Пока училась на швею-скоростницу, Матвеич видел ее часто: приезжала, отсыпалась, отъедалась. Потом улетела, вышла замуж. Знал Матвеич, что жива-здорова: денежные переводы не возвращаются — значит, получает. Потом приехали в отпуск. И вот сейчас приехали — через два года.
— Завгаражом теперь Костя, — поймав взгляд Матвеича, сказала Зина. — Больших людей обслуживает. На работу с портфелем ходит… Сапог-то купил?
— Нет, — вздохнул Матвеич.
— И не надо, — чему-то радуясь, вскочила Зина. — Мы тебе привезли.
Она вынесла из-за ширмы не сапог и не ботинок, а что-то похожее на то и другое, сверкающее пряжками, хромовое, с толстой подошвой. Матвеич принял подарок, пощелкал по блестящему тупому носу, по подошве.
— Спасибо! — сказал Матвеич. Озабоченно вскинул на Зину глаза, спросил: — А Егору?
— Какому еще Егору? — озлилась она. — Что он — родня, что ли?
— Ну, ты ведь знаешь, — сглотнув комок в горле, тихо произнес Матвеич. — Ты же знаешь…
— Это мы доставали в специальном магазине для инвалидов, — пояснила Зина. — Там парами не продают.
От второй рюмки Матвеич поперхнулся, встал, вышел во двор. Месяц стоял высоко в небе, звездная россыпь вокруг серпа тускнела, подергивалась светлым туманом. Холодные пятна света неподвижно лежали на льду узкого пруда за воротами, ветер гнал по нему пучки сена. Взвесив еще раз дареную обувь, Матвеич размахнулся ею, кинул. Где-то в середине пруда смачно хряснуло, булькнуло, темно разлилась вода. Матвеич, не тая сожаления, вздохнул, присел, чтобы лучше рассмотреть, утонула обувь или еще держится на плаву. Вернулся во двор, запряг лошадь.
— Савраску отведу, — приоткрыв дверь, протаскивая в щель полушубок, сказал он. — Может, заночую…
Бутылку ту самую взял, сел в телегу. На околице лошадь сама свернула в лес — теплее, главное, короче до Судислова…
ПОИСК ГАРМОНИИ
Сначала сказано: «…Если природа, приютившая тебя в часы душевного смятения, посылает благодать как награду за то, что ты решил честно нести свой крест, разве этот момент обновления, когда каждый нерв оживает и ликует, не назовешь иначе как счастье? Он еще жался к сосне, еще чувствовал ее тяжесть и упругость. Что-то непонятное творилось с ним, его пронизывало ощущение, будто и он — дерево. Может, тоже сосна. Только поменьше этой, корнями достающей до сердцевины земли».
И через несколько строк: «Где-то близко, не дальше, чем в километре отсюда, бабахнул выстрел и как рукой снял с души благодать…»

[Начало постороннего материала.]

PR #392, opened 2025-09-21
Add home buttons

JoeyRubas:
Nice little nit to make the public page feel more connected. Would eventually like a nav bar, but that will require a little more rethinking of the home page and cohesiveness of the public pages, so seems like a project for later

### DIFF
--- a/mittab/templates/ballots/missing_ballots.html
+++ b/mittab/templates/ballots/missing_ballots.html
@@ -4,6 +4,10 @@
 
 {% block content %}
 
+<div class="col-12 mb-3 text-left pl-3">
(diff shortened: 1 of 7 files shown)


mittab/templates/ballots/missing_ballots.html
```diff
@@ -4,6 +4,10 @@
 
 {% block content %}
 
+<div class="col-12 mb-3 text-left pl-3">
+  <a href="/" class="btn btn-sm btn-primary">Back to Home</a>
```
BenMusch, line 8: needs `home-link`?

BenMusch: or does that styling only apply to the footers on the other pages?

JoeyRubas: For whatever reason missing_ballots is using the same CSS as the logged in/tab staff pairing views, not the CSS the rest of the public views use. Since this has a bootstrap import, figured it would be simpler to use the bootstrap classes, they look more or less the same.

BenMusch (approved):

PR #395, opened 2025-09-23
Bracket

JoeyRubas:
nice outrounds bracket. I wanted to use the JS module because it does a LOT of work for us, and is decently well maintained. Unfortunately, it demands a quite complex data schema, hence the giant python modules. Nonetheless, this is probably still more lightweight than doing this 100% on our own. At a minimum, since all the bulky code is completely separate from existing functionality, there's not much risk.

### DIFF
--- a/assets/js/bracket.js
+++ b/assets/js/bracket.js
@@ -1,4 +1,5 @@
 import "../css/bracket.scss";
+import $ from "jquery";
 
 const SELECTOR = "#brackets-viewer-container";
 const TAB_CONFIG = [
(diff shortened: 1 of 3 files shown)


assets/js/bracket.js
```diff
@@ -0,0 +1,152 @@
...
+  const $backdrop = $("#match-modal-backdrop");
+  const $content = $("#modal-content");
+  if (!$modal.length || !$backdrop.length || !$content.length) return;
+
+  const judges =
+    metadata.judges && metadata.judges.length
+      ? metadata.judges
+          .map(judge => {
+            const name = judge.is_chair
+              ? `<strong>${judge.name}</strong>`
```
BenMusch, line 75: This likely isn't a threat we're at risk for, but be warned that this makes us vulnerable to XSS/HTML injenction. Probably work sanitizing

Issue #403, opened 2025-09-30
Add proportional judge assignments


JoeyRubas:
Building on #402, judge assignment should better respect proportional differences. 

For example:
- If our judge pool is composed of have 10 judges ranked 90-99, and 10 judges ranked 1-10, the difference between the best and second best judge should be considered much smaller than the difference between the 10th and 11th best.
- If our top-5 teams are all 1 speak apart, and number 6 is 10 speaks below them, the difference between the first and second should be smaller for pairings sake than the difference between 5 and 6

Issue #274, opened 2019-10-22
Settings page improvements


BenMusch:
Two areas from improvement:

1. Add a `section` grouping, which can either be added like:

```yaml
high_opp_penalty:
  ...
  section: Pairing algorithm
```

Or like:

```yaml
- section: Pairing algorithm
  description: Modify the weights of the pairing algorithm
  settings:
      - high_opp_penalty:
         ...
```

and then use this to group in the UI

2. Add another type: `enum` (like `boolean`)

Based on recent ~~doomthreads~~ constructive discussions it seems like there's strong support to at least have the option to pair judges based on a middle-out style, and some other tweaks like this. Though a boolean may make sense in some instances, an enum is probably a better choice so support the possibility of having more than 1 way to pair judges.

The yaml file could look like:

```yaml
judge_pairing_strategy:
  type: enum
  options:
    - "Middle out"
    - "Top down"
    - "Randomized within bracket"
```

On the UI, this would lead to a select box where the display is the listed option and the value is the index in the list

Additionally, we could add support for a function on the `TabSetting` module like:

```python
def coerced_value(self):
  # parse the yaml config based on self.name
  if yaml_config["type"] == "boolean":
    return self.value == 1
  elif yaml_config["type"] == "enum":
    return yaml_config["options"][self.value]
  else:
    return self.value
```

PR #404, opened 2025-09-30
judge improvements

### LINKED ISSUE #402: Very strange judge assignment behavior at small tournaments
For the past few months, I’ve been hearing complaints about strange judge-pairing behavior at smaller tournaments. I wasn't fully convinced until I encountered some clearly suboptimal judge assignments TOing this last weekend. After running extensive tests and consulting with some other APDA SWEs who were curious, I think I’ve identified the culprit. The bug has likely been around since `calc_weight` was [[last modified](https://github.com/MIT-Tab/mit-tab/commit/7c0d02e888c0afc57041d8253a534dcb22ff95a4)](https://github.com/MIT-Tab/mit-tab/commit/7c0d02e888c0afc57041d8253a534dcb22ff95a4) in 2019.

The problematic line is:

```python
return -1 * abs(judge_i - (-1 * pairing_i))
```

Simplified, this is just:

```python
-1 * (judge_i + pairing_i)
```

Because every potential matching in MWM considers all rounds, the sum of all `pairing_i` values is constant. That means the algorithm is effectively minimizing the sum of `judge_i` values (i.e., the ranks of the judges being assigned). This does not seem like the intended functionality: it's effectively agnostic to where judges are assigned, and only tried to make sure the best judges are somewhere in the pairing. At big tournaments, where each judge could be paired into many potential rounds, this actually works out okay, because MWM then breaks ties by picking the lexicographically lowest arrangement, which often mimics correct behavior. But at small tournaments with many school-affiliation conflicts, the results can diverge badly. Consider this example:

* **Option A**: The best judge (`judge_i = 0`) is placed in the top room. A mid-low judge (`judge_i = 15`) is paired out, instead pairing a nearly identically mid-low ranked (`judge_i = 16`) into bottom room.
* **Option B**: The best judge (`judge_i = 0`) goes to the bottom room. The mid-low judge (`judge_i = 15`) is now paired into the *top* room, while  (`judge_i = 16`) is paired out.

Clearly, Option A is preferable: having the top judge in the top room outweighs a one judge rank difference. But under the current logic, MWM will instead choose Option B.

Lastly: the algorithm doesn’t handle ties in judge ranks gracefully. If you have ten judges all ranked 99, it arbitrarily orders them, then assigns significant weight to those random differences. It would make more sense to give them all the same judge_i

JoeyRubas:
Fixes #402 

- Replace the judge assignment logic with a new default weighing, that prioritizes good judges in good rooms, without replicating the pre-2019 issue (deliberately selecting worse judges for worse rooms)
- Add support to settings for dropdown fields
- Add a dropdown field setting to go back to old judge pairing for backwards compatibility
- Allow changing the re-judge penalty in settings
- Give the same judge_i to judges with tied ranks

TODO: 
- #274 has to be up next, the settings page is unwieldy and very simple low risk settings (show or don't show teams list) should be surfaced before more custom/advanced functionality
- Lower priority, but #403 probably should also get addressed this semester
- Judges should be moved into a utils folder and broken up and modularized more

### DIFF
--- a/mittab/libs/assign_judges.py
+++ b/mittab/libs/assign_judges.py
@@ -7,7 +7,9 @@ class JudgePairingMode:
     DEFAULT = 0
     CLASSIC = 1
 
-def construct_judge_scores(judges):
+def construct_judge_scores(judges, mode=JudgePairingMode.DEFAULT):
+    if mode == JudgePairingMode.CLASSIC:
+        return list(range(len(judges)))
     judge_scores = []
     judge_score = -1
     previous_rank = 0
@@ -21,6 +23,7 @@ def construct_judge_scores(judges):
 
 def add_judges():
     current_round_number = TabSettings.get("cur_round") - 1
+    mode = TabSettings.get("judge_pairing_mode", JudgePairingMode.DEFAULT)
 
     # First clear any existing judge assignments
     Round.judges.through.objects.filter(
@@ -46,7 +49,7 @@ def add_judges():
 
     # Order the judges and pairings by power ranking
     judges = sorted(judges, key=lambda j: j.rank, reverse=True)
-    judge_scores = construct_judge_scores(judges)
+    judge_scores = construct_judge_scores(judges, mode)
     pairings.sort(
         key=lambda x: tab_logic.team_comp(x, current_round_number), reverse=True
     )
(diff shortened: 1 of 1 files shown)


JoeyRubas:
Got this one reviewed informally with a handful of people over messenger, two of which tested on their local machines. GW Inhouse needs it today, so I'm merging

PR #472, opened 2025-10-28
Linters

JoeyRubas:
git diff is deceptively huge. We're 7k lines of package-lock.json changes because we're jumping 3+ major versions on our lint dependencies. Tried to find a workaround but we'll probably just have to stomach it, it doesn't touch prod so it shouldn't be life or death. Actual linting changes are about 400 lines of real code


JoeyRubas:
QA testing looks good. Deployment from local deployer copy looks good. Gonna call that good to go

PR #504, opened 2026-02-15
seperate login level for APDA board

JoeyRubas:
seperate login level for APDA board for results entry. Login level is limited to publishing/unpublishing results, editing APDA ids


JoeyRubas:
@copilot fix failing test

PR #160, opened 2022-08-16
Feature/19138441 tailwind v3 testing

Nikki-Jones:
### Description of the Change

After using Tailwind with 10up Toolkit on a real project there were some changes made to the base configuration. These modification help Wordpress Gutenberg styling from conflicting with Tailwind's reset. The developer experience is also improved with the addition of Stylelint and nesting.

### Changelog Entry

> Added - Stylelint and stylelint config
> Changed - Postcss config
> Changed - Tailwind preflight reset to custom reset
> Changed - style.css import structure

### Checklist:


themes/10up-theme/.stylelintrc
```diff
@@ -0,0 +1,17 @@
+{
+	"extends": [
+		"@10up/stylelint-config"
+	],
+	"rules": {
+		"at-rule-no-unknown": [
+			true,
+			{
+				"ignoreAtRules": [
```
dainemawer, line 9: Great addition!!

themes/10up-theme/assets/css/frontend/tailwind/index.css
```diff
@@ -0,0 +1,47 @@
+/* stylelint-disable at-rule-no-unknown */
```
dainemawer: This is a far better approach - nice work - do we still need the above stylelint comment if we've amended the stylelint config?

themes/10up-theme/assets/css/frontend/style.css
```diff
@@ -4,25 +4,33 @@
  *
  */
 
+/* Tailwind */
```
dainemawer: An overall question for you @Nikki-Jones @iansvo - does `@apply` support nesting? 

```
.some-css-rule {
  @apply p-4;

  & .some-child-rule {
   @apply m-3;
  }
}
```

dainemawer (approved):
@Nikki-Jones some great additions here, really stoked! 👍🏻 from me!

themes/10up-theme/assets/css/frontend/style.css
iansvo: @dainemawer I can confirm this functions out of the box: 

image

themes/10up-theme/.stylelintrc
```diff
@@ -0,0 +1,17 @@
...
+					"screen",
+					"layer",
+					"tailwind"
```
iansvo, line 12: @Nikki-Jones Would `@apply` already be considered known, or does that need to be added?

themes/10up-theme/TAILWIND.md
```diff
@@ -44,8 +44,7 @@ Tailwind allows you to author custom classes that group multiple utilities toget
 		border-blue-800
 		hover:bg-blue-800
 		hover:text-white
-		rounded-lg
-		bg-white;
```
iansvo, line 48: Why do we need to remove the background here?

themes/10up-theme/assets/css/frontend/base/wordpress.css
```diff
@@ -51,7 +51,9 @@
 	@apply max-w-none;
 }
 
-/**
+@layer components {
```
iansvo: @Nikki-Jones Is the intent here to make these styles below purgeable? Or are they supposed to always be in the CSS output?

Things like `.editor-post-title__input` look like a Block Editor class, which wouldn't be picked up in our content patterns since it's not in the actual theme.

themes/10up-theme/assets/css/frontend/style.css
```diff
@@ -4,25 +4,33 @@
...
+@import url("tailwind/index.css");
```
iansvo, line 33: @Nikki-Jones From what I can see it looks like the idea here is that you want the entire tailwind file included separately so everything else comes after those styles, unless someone chooses to use the `@layer` rule? 

This is actually how we had this initially, but at a point I made an adjustment to what is in the epic now for a few reasons, but the biggest one is it somewhat limits our flexibility with the cascade in a way that the default scaffold does not (since everything is included in a certain order in the scaffold out of the box).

Вот очевидное: некоторый излишек пафоса снят опытной писательской рукой. Последние по времени написания вещи И. Кашафутдинова сотворены куда мастеровитее, чем первые, а повесть «Черная тропа», откуда позаимствованы цитаты, как раз из этих последних. Но процитированные строки (а на их месте могли оказаться и многие другие) отражают в какой-то мере и постоянную внутреннюю конфликтность кашафутдиновской прозы, и суть этой конфликтности.
Уже, казалось бы, в беспросветный тупик зашел литературный герой, нет выхода — не существованию, душе его, — и непременно забрезжит свет на его пути, свет надежды на иную жизнь.
Уже осуществились мечты и чаяния человека, он прямо-таки приподнят над самим собой, грешным, — и тут же прозвучит трезвый, влекущий к земле зов далеких от благости обстоятельств.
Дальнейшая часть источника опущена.